EXERCISE BRIEF:
Where "scans" occurs in a line of the entries below, copy that line.

DATA FOR THIS EXERCISE:
=== Section Start ===

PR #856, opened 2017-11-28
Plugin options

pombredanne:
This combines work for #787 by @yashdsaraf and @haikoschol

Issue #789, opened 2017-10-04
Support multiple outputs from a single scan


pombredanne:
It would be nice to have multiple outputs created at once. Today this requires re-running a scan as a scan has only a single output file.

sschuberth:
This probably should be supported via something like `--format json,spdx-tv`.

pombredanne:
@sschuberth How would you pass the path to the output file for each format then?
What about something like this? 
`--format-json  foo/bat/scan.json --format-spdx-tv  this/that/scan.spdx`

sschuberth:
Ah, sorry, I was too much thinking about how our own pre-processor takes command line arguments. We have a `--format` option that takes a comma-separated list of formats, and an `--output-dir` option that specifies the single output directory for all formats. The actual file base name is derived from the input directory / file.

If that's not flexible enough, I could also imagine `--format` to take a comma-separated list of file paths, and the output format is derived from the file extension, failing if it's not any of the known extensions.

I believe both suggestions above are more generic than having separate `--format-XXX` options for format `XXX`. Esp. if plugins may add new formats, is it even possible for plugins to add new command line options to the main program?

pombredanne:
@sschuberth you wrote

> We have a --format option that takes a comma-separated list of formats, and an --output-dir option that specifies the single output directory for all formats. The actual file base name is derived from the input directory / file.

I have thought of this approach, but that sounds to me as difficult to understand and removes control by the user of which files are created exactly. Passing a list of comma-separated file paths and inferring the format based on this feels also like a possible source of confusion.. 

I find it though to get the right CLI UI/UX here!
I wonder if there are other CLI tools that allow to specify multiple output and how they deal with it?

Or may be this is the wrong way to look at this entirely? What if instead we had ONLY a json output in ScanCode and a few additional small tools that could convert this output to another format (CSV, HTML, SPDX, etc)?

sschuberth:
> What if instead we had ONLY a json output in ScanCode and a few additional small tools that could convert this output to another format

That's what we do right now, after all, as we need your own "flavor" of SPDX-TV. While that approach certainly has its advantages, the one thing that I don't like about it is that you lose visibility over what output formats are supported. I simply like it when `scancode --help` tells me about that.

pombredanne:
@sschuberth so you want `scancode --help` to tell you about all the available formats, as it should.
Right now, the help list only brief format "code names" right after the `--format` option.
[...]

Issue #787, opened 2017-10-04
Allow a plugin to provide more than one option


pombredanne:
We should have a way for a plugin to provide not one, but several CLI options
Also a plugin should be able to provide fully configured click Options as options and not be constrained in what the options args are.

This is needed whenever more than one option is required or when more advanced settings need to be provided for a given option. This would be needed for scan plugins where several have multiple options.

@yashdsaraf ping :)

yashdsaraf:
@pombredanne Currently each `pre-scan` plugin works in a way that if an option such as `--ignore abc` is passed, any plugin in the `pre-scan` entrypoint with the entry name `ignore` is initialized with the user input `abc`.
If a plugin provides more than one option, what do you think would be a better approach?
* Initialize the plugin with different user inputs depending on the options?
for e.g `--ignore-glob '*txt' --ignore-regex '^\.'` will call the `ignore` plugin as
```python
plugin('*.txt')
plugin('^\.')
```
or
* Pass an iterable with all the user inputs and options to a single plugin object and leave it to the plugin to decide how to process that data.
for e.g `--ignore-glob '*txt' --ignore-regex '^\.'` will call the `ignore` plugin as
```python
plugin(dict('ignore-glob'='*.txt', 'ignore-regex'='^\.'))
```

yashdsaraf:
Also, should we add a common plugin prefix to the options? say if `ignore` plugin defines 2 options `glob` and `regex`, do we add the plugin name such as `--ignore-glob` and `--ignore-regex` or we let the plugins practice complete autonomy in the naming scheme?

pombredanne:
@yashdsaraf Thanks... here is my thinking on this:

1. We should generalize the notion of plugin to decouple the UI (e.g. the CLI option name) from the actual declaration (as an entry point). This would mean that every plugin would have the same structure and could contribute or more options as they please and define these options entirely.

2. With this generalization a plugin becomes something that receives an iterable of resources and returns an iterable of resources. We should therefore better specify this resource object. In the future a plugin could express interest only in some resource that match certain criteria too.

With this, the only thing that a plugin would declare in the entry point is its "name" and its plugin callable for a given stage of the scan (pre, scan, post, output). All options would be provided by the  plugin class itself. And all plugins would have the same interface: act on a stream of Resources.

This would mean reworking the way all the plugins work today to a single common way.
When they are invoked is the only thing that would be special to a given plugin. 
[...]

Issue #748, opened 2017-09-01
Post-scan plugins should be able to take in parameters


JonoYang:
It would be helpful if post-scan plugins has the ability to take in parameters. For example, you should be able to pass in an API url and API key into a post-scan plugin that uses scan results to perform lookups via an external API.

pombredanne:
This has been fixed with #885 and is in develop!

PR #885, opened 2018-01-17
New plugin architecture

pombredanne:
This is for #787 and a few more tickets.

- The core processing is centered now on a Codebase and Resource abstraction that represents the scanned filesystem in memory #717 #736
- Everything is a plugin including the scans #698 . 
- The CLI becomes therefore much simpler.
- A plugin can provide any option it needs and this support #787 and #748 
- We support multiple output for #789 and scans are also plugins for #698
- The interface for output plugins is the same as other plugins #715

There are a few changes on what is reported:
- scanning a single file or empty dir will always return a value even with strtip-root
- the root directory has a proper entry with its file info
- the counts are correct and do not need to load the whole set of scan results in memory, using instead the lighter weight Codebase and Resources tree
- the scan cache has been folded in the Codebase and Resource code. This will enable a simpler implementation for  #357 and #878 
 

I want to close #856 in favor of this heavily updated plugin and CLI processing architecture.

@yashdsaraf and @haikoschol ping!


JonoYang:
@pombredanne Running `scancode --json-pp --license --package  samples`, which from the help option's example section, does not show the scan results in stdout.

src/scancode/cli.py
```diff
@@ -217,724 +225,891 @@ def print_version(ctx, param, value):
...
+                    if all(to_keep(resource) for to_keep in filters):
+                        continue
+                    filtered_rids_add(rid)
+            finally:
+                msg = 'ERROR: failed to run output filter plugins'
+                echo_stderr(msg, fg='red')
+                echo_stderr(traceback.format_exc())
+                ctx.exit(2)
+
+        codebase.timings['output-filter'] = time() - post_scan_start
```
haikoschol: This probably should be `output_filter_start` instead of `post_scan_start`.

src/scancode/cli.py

=== Section End ===
=== Section Start ===

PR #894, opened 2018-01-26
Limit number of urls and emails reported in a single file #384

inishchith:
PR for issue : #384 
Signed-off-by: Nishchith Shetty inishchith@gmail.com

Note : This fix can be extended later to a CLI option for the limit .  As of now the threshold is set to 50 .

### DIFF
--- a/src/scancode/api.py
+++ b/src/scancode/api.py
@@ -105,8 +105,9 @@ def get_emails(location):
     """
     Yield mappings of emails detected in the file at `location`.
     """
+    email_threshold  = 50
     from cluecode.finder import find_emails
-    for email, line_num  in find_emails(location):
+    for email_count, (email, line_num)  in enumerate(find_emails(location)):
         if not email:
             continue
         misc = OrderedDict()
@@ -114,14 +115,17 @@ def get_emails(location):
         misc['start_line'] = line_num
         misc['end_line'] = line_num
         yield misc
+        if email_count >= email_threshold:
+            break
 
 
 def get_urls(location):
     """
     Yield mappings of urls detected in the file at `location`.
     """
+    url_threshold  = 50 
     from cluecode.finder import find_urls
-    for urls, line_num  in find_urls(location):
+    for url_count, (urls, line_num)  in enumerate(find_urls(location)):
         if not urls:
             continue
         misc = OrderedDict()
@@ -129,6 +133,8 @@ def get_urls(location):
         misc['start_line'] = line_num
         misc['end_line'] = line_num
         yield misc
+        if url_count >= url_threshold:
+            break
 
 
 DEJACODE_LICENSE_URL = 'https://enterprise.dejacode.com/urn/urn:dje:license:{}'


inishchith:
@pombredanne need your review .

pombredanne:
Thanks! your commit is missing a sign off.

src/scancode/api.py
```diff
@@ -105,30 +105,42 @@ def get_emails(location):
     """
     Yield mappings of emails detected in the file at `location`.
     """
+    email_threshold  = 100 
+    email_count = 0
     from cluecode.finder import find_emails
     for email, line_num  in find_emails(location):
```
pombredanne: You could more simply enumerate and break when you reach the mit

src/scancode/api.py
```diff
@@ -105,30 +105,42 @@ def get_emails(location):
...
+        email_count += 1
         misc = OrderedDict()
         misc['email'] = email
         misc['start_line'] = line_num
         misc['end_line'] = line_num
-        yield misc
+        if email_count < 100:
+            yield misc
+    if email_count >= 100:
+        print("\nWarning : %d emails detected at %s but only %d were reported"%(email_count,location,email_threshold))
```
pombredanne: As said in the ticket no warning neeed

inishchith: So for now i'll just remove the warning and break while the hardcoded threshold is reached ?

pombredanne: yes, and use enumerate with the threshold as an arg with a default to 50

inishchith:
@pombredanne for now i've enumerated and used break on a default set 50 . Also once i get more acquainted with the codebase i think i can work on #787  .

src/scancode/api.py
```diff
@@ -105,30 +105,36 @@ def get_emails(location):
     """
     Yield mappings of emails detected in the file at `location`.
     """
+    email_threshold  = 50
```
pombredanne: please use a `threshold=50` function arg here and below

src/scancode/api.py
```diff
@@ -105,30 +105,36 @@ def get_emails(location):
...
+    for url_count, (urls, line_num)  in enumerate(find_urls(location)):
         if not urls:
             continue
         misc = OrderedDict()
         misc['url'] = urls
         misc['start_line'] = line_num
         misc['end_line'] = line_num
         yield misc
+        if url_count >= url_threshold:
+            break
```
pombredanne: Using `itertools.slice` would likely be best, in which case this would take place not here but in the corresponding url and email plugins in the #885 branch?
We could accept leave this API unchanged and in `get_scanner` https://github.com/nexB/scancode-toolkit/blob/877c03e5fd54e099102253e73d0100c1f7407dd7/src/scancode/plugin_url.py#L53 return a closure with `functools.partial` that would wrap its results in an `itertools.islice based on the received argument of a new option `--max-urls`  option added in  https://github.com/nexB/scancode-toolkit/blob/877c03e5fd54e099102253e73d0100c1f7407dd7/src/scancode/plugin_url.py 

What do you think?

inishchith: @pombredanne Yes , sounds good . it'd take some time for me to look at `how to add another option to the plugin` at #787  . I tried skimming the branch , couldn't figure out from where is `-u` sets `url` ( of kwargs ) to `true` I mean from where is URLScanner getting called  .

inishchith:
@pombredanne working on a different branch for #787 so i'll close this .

=== Section End ===

ANSWER SPACE:
- Everything is a plugin including the scans #698 . 
- We support multiple output for #789 and scans are also plugins for #698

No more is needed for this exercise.